Больше всего это развлечение нравилось женщинам. Они специально приходили издалека, чтобы только прикоснуться к этим широким разноцветным крыльям. Затем они забивались в огороды, садились под яблони и, не обращая внимания на песни и зазывания извозчиков, целовали, целовали страстно руку, которой коснулась бабочка.
На холме ежик входит и выходит в большой пустой горшок.
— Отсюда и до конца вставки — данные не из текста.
PR #7111, opened 2025-05-21
[Refectoring] Remove Prism from type checking/compiler error handling 

### LINKED ISSUE #6160: Get rid of prismatic error handling?
We use prisms for error handling a lot, an example:

```haskell
instance AsEvaluationError UnliftingEvaluationError UnliftingError UnliftingError where
    _EvaluationError = coerced
    {-# INLINE _EvaluationError #-}

-- | An 'UnliftingEvaluationError' /is/ an 'EvaluationError', hence for this instance we only
-- require both @operational@ and @structural@ to have '_UnliftingError' prisms, so that we can
-- handle both the cases pointwisely.
        AsUnliftingEvaluationError (EvaluationError operational structural) where
        go =
            prism'
                (bimap
                    (review _UnliftingError)
                    (review _UnliftingError))
                (bitraverse
    {-# INLINE _UnliftingEvaluationError #-}

instance AsUnliftingEvaluationError BuiltinError where
    _UnliftingEvaluationError = _BuiltinUnliftingEvaluationError . _UnliftingEvaluationError
    {-# INLINE _UnliftingEvaluationError #-}
```

This all is pretty complex and I've got parts of it wrong in the past. Do we really need it? I don't think we use the `matching` part of any of these prisms anywhere, only the `review` one? So can we just make those into regular functions?

We'll lose some Template Haskell convenience that comes with prismatic error handling, but given the amount of hand-written code, maybe even that will be net positive.

Or do we use the `matching` part somewhere?

SeungheonOh:
closes #6160 

Removed all prisms from type checking and compiler error handling. All functions previously threw unrealized error types were given minimal error type that can cover all kinds of error the function throws. Function calls within a function that throws different error type now requires changing error type using `modifyError` manually. 

[hoist-error](https://hackage.haskell.org/package/hoist-error-0.3.0.0/docs/Control-Monad-Error-Hoist.html) seems like a viable option at first, but all we need is `Control.Monad.Except.modifyError` since error-throwing function calls are always made within another MonadError. `hoistError` is just a more general version of `modifyError`, and in this case we don't need extra generality!

Changes made in this PR arguably increases verbosity as this requires manually lifting error types of each function calls.

### DIFF
--- a/plutus-core/plutus-core/src/PlutusCore/TypeCheck.hs
+++ b/plutus-core/plutus-core/src/PlutusCore/TypeCheck.hs
@@ -7,6 +7,7 @@ module PlutusCore.TypeCheck
     ( ToKind
     , MonadKindCheck
     , MonadTypeCheck
+    , TypeErrorPlc
     , Typecheckable
     -- * Configuration.
     , BuiltinTypes (..)
@@ -30,6 +31,7 @@ import PlutusPrelude
 import PlutusCore.Builtin
 import PlutusCore.Core
 import PlutusCore.Default
+import PlutusCore.Error
 import PlutusCore.Name.Unique
 import PlutusCore.Normalize
 import PlutusCore.Quote
@@ -52,7 +54,7 @@ defKindCheckConfig = KindCheckConfig DetectNameMismatches
 -- | Extract the 'TypeScheme' from a 'BuiltinMeaning' and convert it to the
 -- corresponding 'Type' for each built-in function.
 builtinMeaningsToTypes
-    :: (MonadKindCheck err term uni fun ann m, Typecheckable uni fun)
+    :: (MonadKindCheck (TypeError term uni fun ann) term uni fun ann m, Typecheckable uni fun)
     => BuiltinSemanticsVariant fun
     -> ann
     -> m (BuiltinTypes uni fun)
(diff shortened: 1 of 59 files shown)


plutus-core/plutus-core/src/PlutusCore/TypeCheck/Internal.hs
```diff
@@ -192,9 +191,8 @@ makeLenses ''TypeCheckEnv
 type TypeCheckT uni fun cfg m = ReaderT (TypeCheckEnv uni fun cfg) m
 
 -- | The constraints that are required for kind checking.
-type MonadKindCheck err term uni fun ann m =
-    ( MonadError err m                  -- Kind/type checking can fail
-    , AsTypeError err term uni fun ann  -- with a 'TypeError'.
+type MonadKindCheck error term uni fun ann m =
+    ( MonadError error m                -- Kind/type checking can fail
```
effectfully, line 195: At this point is there even benefit to keeping `MonadError` here? Can it be just `Either`? Can we simply move this functionality into `TypeCheckT`?

Anyway, that's probably is best to investigate separately, so feel free to ignore it here.

SeungheonOh: I'd be happy to kill MonadError as well. It's probably best in a separate PR however. I'll make an issue.

plutus-core/plutus-core/src/PlutusCore/TypeCheck.hs
```diff
@@ -64,28 +66,28 @@ builtinMeaningsToTypes semvar ann =
...
+    :: MonadKindCheck (TypeError term uni fun ann) term uni fun ann m
     => KindCheckConfig -> Type TyName uni ann -> m (Kind ())
 inferKind config = runTypeCheckM config . inferKindM
 
 -- | Check a type against a kind.
 -- Infers the kind of the type and checks that it's equal to the given kind
 -- throwing a 'TypeError' (annotated with the value of the @ann@ argument) otherwise.
 checkKind
-    :: MonadKindCheck err term uni fun ann m
+    :: MonadKindCheck (TypeError term uni fun ann) term uni fun ann m
```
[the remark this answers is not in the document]
SeungheonOh: We need this parameterized since `MonadKindCheck` is also used in PIR type checker.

Квадратный горшок слишком велик для него, но ежик уверен, что когда-нибудь сможет заполнить его без посторонней помощи.
«С годами я расту, расту, и каждый раз я заполняю его немного больше, – думает он, – я отдохну в тот день, когда закупорю своим телом каждый его угол».
И продолжает входить и выходить из горшка.
Он никогда не замечает, что происходит вокруг. Не то чтобы ему все равно. Просто он верен своей цели. К тому же он глухонемой.
И когда-нибудь, с годами, он заполнит свой горшок, даже если ему придется сменить форму и стать квадратным.
Однажды вечером, шагая в одиночестве, я впервые открыл свой страшный секрет – в моей юношеской груди скрыты два живых фонаря: красный с левой стороны и зеленый – с правой.
«Так я корабль!» – прошептал я тихо, счастливо.
Тогда я стал испытывать силу воли. Сосредоточив все внимание, я с неописуемой радостью и гордостью отметил, что могу – приводя в движение не использованную ранее мышцу – приказывать светить любому из фонарей, качавшемуся внутри меня, подвешенному на толстом и мягком, как костный мозг, нерве.
И, очарованный, я ходил в тот превосходный вечер в сиянии, изливающемся из меня, по его красному и зеленому свету; я ходил много часов, пока не стерлись подошвы ботинок и острые дорожные камни не начали колоть мне ноги.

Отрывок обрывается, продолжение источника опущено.